And the cloud compiler created for Windows Phone 8.x, based on Bartok from Singularity.
https://channel9.msdn.com/Shows/Going+Deep/Mani-Ramaswamy-an...
https://channel9.msdn.com/Events/Build/2012/3-005
.NET Native is an improvement of this work.
> And the cloud compiler created for Windows Phone 8.x, based on Bartok from Singularity.
Interesting, I didn't realise that all this came from Bartok, thanks for the info
Engineers, on the other hand, want to know how the system works. Even when it shouldn’t matter to us, we can’t help but think in terms of the actual mechanisms driving the system’s behavior. We don’t like black boxes, because we experience daily the leakiness of all abstractions. And for an engineer targeting Windows as a platform, the technical details obviously do matter.

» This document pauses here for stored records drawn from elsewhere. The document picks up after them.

Issue #2795, opened 2021-06-22
DataFrames not threadsafe 


smjaberl:
Hi,

I have a case, where I use a push to a DataFrame on multiprocessing. When the rare case occurs, that two processes are pushing on the same time, I get this error:

┌ Error: Error adding value to column :t.
└ @ DataFrames ~/.julia/packages/DataFrames/nxjiD/src/dataframe/dataframe.jl:1644

Is this a known bug? I found no documentation about it. 

regards
jan

bkamins:
This is not a bug, but a design decision in Julia Base, which is just propagated to DataFrames.jl. Operations like `push!` (I assume you are doing this) are not thread safe in Julia in general (not only in DataFrames.jl).

I will keep this issue open, as maybe in the future the design assumptions will change.

smjaberl:
Well, thanks for adding the feature label to the issue.  I think it make sense to think about this design decision. A modern fast programming language like julia should be threadsafe in such elementary functions. On the other hand I know, it would be more complex.

bkamins:
I agree, but this is a request to Julia Base mainly. The issue is that adding thread safety to such elementary operations would make them slower.

See a comment by @StefanKarpinski here https://discourse.julialang.org/t/can-dicts-be-threadsafe/27172/6.

StefanKarpinski:
> A modern fast programming language like julia should be threadsafe in such elementary functions. On the other hand I know, it would be more complex.

It's not just a matter of complexity. For many data structures and operations, the threadsafe version is significantly slower that the threadunsafe version. So it is precisely because Julia is a fast programming language that it cannot simply make everything threadsafe. The core data structures and operations provided by the language are fast and threadunsafe (unless thread safety is necessary or can be provided without loss of performance) and the tools (like atomics) are provided for packages to build thread safe algorithms and data structures on top of that.

nalimilan:
I agree that we can't ensure Julia is threadsafe everywhere without killing performance. However, given that appending new rows to a data frame is quite slower than appending entries to a single vector (due to type instability and column lookup), it might make sense to ensure thread safety if we can confirm the overhead is negligible.

bkamins:
We could ensure thread safety by:
* having an internal lock (like in `GroupedDataFrame`)
* using it in such operations

However, it would not have any performance benefit (i.e. the speed of threaded `push!` would be worse than speed of sequential `push!`) - the only benefit would be thread safety at the cost of non deterministic row order.

[...]

PR #2823, opened 2021-07-24
Add muli-threading support description to the manual

bkamins:
Fixes https://github.com/JuliaData/DataFrames.jl/issues/2795

### DIFF
--- a/docs/src/lib/functions.md
+++ b/docs/src/lib/functions.md
@@ -17,11 +17,11 @@ This is a list of operations that currently make use of multi-threading:
   is used).
 - `join*` functions for composing output data frame (but currently not for finding
   matching rows in joined data frames).
-- `combine`, `select[!]`, and `transform[!]` on `GroupedDataFrame` when performing
-  multiple transformations (each transformation is spawned in a separate task)
-- `combine` when a transformation produces one row per group and the passed transformation
-  is a custom function (i.e. not for standard reductions, which use
-  optimized single-threaded methods).
+- `combine`, `select[!]`, and `transform[!]` on `GroupedDataFrame` when either of the conditions below is met:
+  * multiple transformations are performed (each transformation is spawned in a separate task)
+  * a transformation produces one row per group and the passed transformation
+    is a custom function (i.e. not for standard reductions, which use
+    optimized single-threaded methods).
 
 In general at least Julia 1.4 is required to ensure that multi-threading is used
 and the Julia process must be started with more than one thread. Some operations
--- a/docs/src/lib/functions.md
+++ b/docs/src/lib/functions.md
@@ -4,6 +4,31 @@ CurrentModule = DataFrames
 
 # Functions
 
+## Multi-threading support
+
+Selected operations in DataFrames.jl support muliti-threading.
+It is task-based and implemented using the `@spawn` macro form Julia Base.
+
+This is a list of operations that currently support multi-threading:
+- `DataFrame` constructor with `copycols=true`; also recursively all functions
+  that call this constructor, e.g. `copy`.
+- `getindex` when multiple columns are selected.
+- `groupby` (both when hashing is required and when fast path using `DataAPI.refpool`
+  is used).
+- `join*` functions for composing output data frame (but currently not for finding
+  matching rows in joined data frames).
+- in `combine`, `select[!]``, and `transform[!]` on `GroupedDataFrame` when performing
+  multiple transformations (each transformation is spawned in a separate task)
+- in `combine` when a transformation produces one row per group and the passed tranformation
+  is a custom function (i.e. when reduction based aggregation is not performed).
+
+In general at least Julia 1.4 is required to ensure that multi-threading is used
+and the Julia process must be started with more than one thread. Some operations
+turn on multi-threading only if enough rows in the processed data frame is present
+(the exact threshold when multi-threading is enabled is considered to be undefined
+and might change in the future).
+
+## Index
 ```@index
 Pages = ["functions.md"]
 ```
--- a/docs/src/lib/functions.md
+++ b/docs/src/lib/functions.md
@@ -6,10 +6,10 @@ CurrentModule = DataFrames
 
 ## Multi-threading support
 
-Selected operations in DataFrames.jl support muliti-threading.
-It is task-based and implemented using the `@spawn` macro form Julia Base.
+Selected operations in DataFrames.jl automatically use multiple threads when available.
+It is task-based and implemented using the `@spawn` macro from Julia Base.
 
-This is a list of operations that currently support multi-threading:
+This is a list of operations that currently make use of multi-threading:
 - `DataFrame` constructor with `copycols=true`; also recursively all functions
   that call this constructor, e.g. `copy`.
 - `getindex` when multiple columns are selected.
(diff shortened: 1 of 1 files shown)


docs/src/lib/functions.md
```diff
@@ -4,6 +4,31 @@ CurrentModule = DataFrames
...
+  multiple transformations (each transformation is spawned in a separate task)
+- in `combine` when a transformation produces one row per group and the passed tranformation
+  is a custom function (i.e. when reduction based aggregation is not performed).
+
+In general at least Julia 1.4 is required to ensure that multi-threading is used
+and the Julia process must be started with more than one thread. Some operations
+turn on multi-threading only if enough rows in the processed data frame is present
+(the exact threshold when multi-threading is enabled is considered to be undefined
+and might change in the future).
+
```
bkamins, line 30:
```suggestion

Except for the list above, where multi-threading is used automatically, all functions provided by DataFrames.jl that update a data frame are not thread safe.
```

docs/src/lib/functions.md
```diff
@@ -4,6 +4,32 @@ CurrentModule = DataFrames
...
+Except for the list above, where multi-threading is used automatically, all functions provided by DataFrames.jl that update a data frame are not thread safe.
```
bkamins, line 31:
```suggestion
Except for the list above, where multi-threading is used automatically,
all functions provided by DataFrames.jl that update a data frame are not thread safe.

```

docs/src/lib/functions.md
```diff
@@ -4,6 +4,34 @@ CurrentModule = DataFrames
...
+  that call this constructor, e.g. `copy`.
+- `getindex` when multiple columns are selected.
+- `groupby` (both when hashing is required and when fast path using `DataAPI.refpool`
+  is used).
+- `join*` functions for composing output data frame (but currently not for finding
+  matching rows in joined data frames).
+- in `combine`, `select[!]``, and `transform[!]` on `GroupedDataFrame` when performing
+  multiple transformations (each transformation is spawned in a separate task)
+- in `combine` when a transformation produces one row per group and the passed tranformation
+  is a custom function (i.e. when reduction based aggregation is not performed).
```
nalimilan, line 23:
```suggestion
  is a custom function (i.e. not for standard reductions, which use
  optimized single-threaded methods).
```

docs/src/lib/functions.md
```diff
@@ -4,6 +4,34 @@ CurrentModule = DataFrames
...
+
+In general at least Julia 1.4 is required to ensure that multi-threading is used
+and the Julia process must be started with more than one thread. Some operations
+turn on multi-threading only if enough rows in the processed data frame is present
```
nalimilan, line 27:
```suggestion
turn on multi-threading only if enough rows in the processed data frame are present
```

docs/src/lib/functions.md
```diff
@@ -4,6 +4,34 @@ CurrentModule = DataFrames
...
+(the exact threshold when multi-threading is enabled is considered to be undefined
+and might change in the future).
+
+Except for the list above, where multi-threading is used automatically,
+all functions provided by DataFrames.jl that update a data frame are not thread safe.
```
nalimilan, line 32:
```suggestion
all functions provided by DataFrames.jl that update a data frame are not thread safe.
This means that while they can be called from any thread, the caller is responsible
for ensuring that a given `DataFrame` object is never modified by one thread while
others are using it (either for reading or writing). Using the same `DataFrame`
at the same time from different threads is safe as long as it is not modified.
```

docs/src/lib/functions.md
```diff
@@ -4,6 +4,39 @@ CurrentModule = DataFrames
...
+
+This is a list of operations that currently make use of multi-threading:
+- `DataFrame` constructor with `copycols=true`; also recursively all functions
+  that call this constructor, e.g. `copy`.
+- `getindex` when multiple columns are selected.
+- `groupby` (both when hashing is required and when fast path using `DataAPI.refpool`
+  is used).
+- `join*` functions for composing output data frame (but currently not for finding
+  matching rows in joined data frames).
+- `combine`, `select[!]``, and `transform[!]` on `GroupedDataFrame` when performing
```
bkamins, line 20:
```suggestion
- `combine`, `select[!]`, and `transform[!]` on `GroupedDataFrame` when performing
```

bkamins:
Thank you - very good corrections.

docs/src/lib/functions.md
```diff
@@ -4,6 +4,34 @@ CurrentModule = DataFrames
...
+- `DataFrame` constructor with `copycols=true`; also recursively all functions
+  that call this constructor, e.g. `copy`.
+- `getindex` when multiple columns are selected.
+- `groupby` (both when hashing is required and when fast path using `DataAPI.refpool`
+  is used).
+- `join*` functions for composing output data frame (but currently not for finding
+  matching rows in joined data frames).
+- in `combine`, `select[!]``, and `transform[!]` on `GroupedDataFrame` when performing
+  multiple transformations (each transformation is spawned in a separate task)
+- in `combine` when a transformation produces one row per group and the passed tranformation
```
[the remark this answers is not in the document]
nalimilan: Any comment on this?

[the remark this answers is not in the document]
bkamins: Ah - I missed the question. I was thinking if we should include this. This can happen only if `select` or `transform` are passed a `GroupedDataFrame` that has exactly one row per group and when aggregation also produces one row per group. This is an unlikely scenario (in this scenario it does make sense to do `groupby` and then `select`/`transform` but rather one should just run `select`/`transform` on a data frame with `ByRow`). Do you think we should add `select` and `transform` to the list (as technically they could, but the condition when they would is unlikely).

I think this difference is especially jarring to developers used to the nix world, where everything is much more developer-oriented. I would bet that the early success of Microsoft products against Unix is partially due to this difference in focus. Ideally, you communicate differently with both groups, but in reality you have to make trade offs. It would just create more confusion if there was one set of names/brands for end-consumers and another totally different set for developers.
(Another difference is that Windows has historically been one big project, so features do in fact span technical components, which due to being under single management, are less regimented to begin with.)
The web has definitely changed things by making operating systems less important. At least the perceived importance of marketing to developers has increased. I think Microsoft has done a good job adapting to this change lately.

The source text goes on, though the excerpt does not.